Here is a revised version of the PEP about using None for namespace URIs.
It's extended quite a bit.  I've tried to use the suggestions of Ken MacLeod,
Uchi, and Martin, among others, and I've spent a fair amount of time rummaging
through the various Recs.

I was disappointed to learn that the PyXML docs, as well as the 4DOM docs,
don't really say anything about this issue.  So I made a start on reading
through some of the code (not the most recent versions in the CVS tree, but
what I've got from version 0.6.2 and from downloading from 4Thought).

I'd appreciate it if anyone who is quite familiar with the SAX and SAX2 code
help out and verify if using None would cause any problems for the existing
code.

The PEP (below) makes for a longish posting, but I didn't want to use an
attachment unless everyone agrees it's OK to do so.. What do you all think
about using attachments for this kind of thing?

Cheers,

Tom P

=============================================
<?xml version='1.0'?>
<xmlpep>
 <headers>
  <pep_number>xmlpep-1</pep_number>
  <pep_title>Values for Null Or Empty Namespace URIs</pep_title>
  <pep_version>0.20</pep_version>
  <cvs_version_string/>
  <list_of_authors>
   <author name='Thomas B. Passin' email='tpassin@home.com'/>
  </list_of_authors>
  <status>Draft</status>
  <type>Standards Track</type>
  <created>29-Jan-2001</created>
  <history>
   <post date='29-Jan-2001'/>
   <post date='4-Feb-2001'/>
  </history>
 </headers>
 <abstract>
  This PEP specifies the proper values of the Namespace URI property
  when its value might otherwise appear to be either "null", "None", or the
  empty string.

  Such Namespace URIs are discussed in SAX[1], DOM2[2], and XML-Namespaces[3]
  These three recommendations do not appear to be in full agreement.  This
fact,
  and differences between Java and Python, has lead to some confusion and
  some disagreement between various implementations supported by PyXML.  The
  language in these three Recommendations is reviewed.

  The recommendation is made to use None as the URI value in all cases where
  no URI applies to an element or attribute.
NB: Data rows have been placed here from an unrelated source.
PR #2990, opened 2025-03-14
Wizard: Fix activation keys URL (HMS-5642)

regexowl:
This updates activation keys URL to behave the same way the content one does.

JIRA: [HMS-5642](https://issues.redhat.com/browse/HMS-5642)


regexowl:
Switching from full to appended path will allow us to get rid of `isProd` distinction and will also stop taking us out of local dev space directly to consoleDot.

mgold1234 (approved):
/lgtm

PR #2996, opened 2025-03-17
dependabot: ignore playwright dependency

### LINKED ISSUE #2905: Import modal: Error text doesn't render on "Upload"
The validation doesn't appear when uploading a blueprint via the "Upload" button. It appears only on drag and drop

Image

### LINKED ISSUE #2919: Blueprints: `isInvalidFormat` error should have `error` variant

croissanne:
Since the container embedded in our CI images is pinned, any update here
would result in the container having to be pulled again in CI
runs. Let's reduce the frequency that playwright gets updated, making it
easier to keep the container and the dependencies here somewhat in sync.

### DIFF
--- a/.github/dependabot.yml
+++ b/.github/dependabot.yml
@@ -7,3 +7,9 @@ updates:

  The XMLPEP, when approved, will apply to all namespace-aware software
  maintained by the pyxml interest group.
 </abstract>

 <specification>
  <para title='Namespace-aware applications'>
   When no namespace has been declared whose scope applies to a
   particular element or attribute, the application MUST report the
   URI of the namespace of the element or attribute as None.  When there is no
   namespace prefix, the application MUST report the value of the prefix as
None.
  </para>

  <para title='Namespace-ignorant applications'>
   This requirement does not apply for applications that are not
   namespace-aware.
  </para>

  <para title='Applicability'>
   This requirement applies to all XML processing software maintained by the
PyXML
   interest group.
  </para>
 </specification>


 <rationale>
  <para title='Definitive Treatment Needed'>
  This PEP is needed because of continued uncertainty among varous PyXML
  developers as to the proper values to use, and because of inconsistency
  among various PyXML products.  Differences between Python, IDL, and Java
  make an unambiguous interpretation unclear.
  </para>

  <para>
  A definitive and consistent treatment is needed so that all the PyXML
  software may be made consistent.
  </para>

  <para title='W3C Namespaces Recommendation'>
   The Namespaces Recommendation recognizes that a namespace URI may
   be given no value - called "empty" in the Recommendation - even
   though a structure for a URI is provided in the document.  Two relevant
   passages are quoted here:

    <quote>Section 2. ...
      [Definition:] If the attribute name matches DefaultAttName,
      then the namespace name in the attribute value is that of the
      default namespace in the scope of the element to which the declaration
      is attached. In such a default declaration, the attribute value
      may be empty.
    </quote>
    <quote>5.2 Namespace Defaulting
      A default namespace is considered to apply to the element where
      it is declared (if that element has no namespace prefix), and to
      all elements with no prefix within the content of that element.
      If the URI reference in a default namespace declaration is empty,
      then unprefixed elements in the scope of the declaration are not
      considered to be in any namespace. Note that default namespaces
      do not apply directly to attributes.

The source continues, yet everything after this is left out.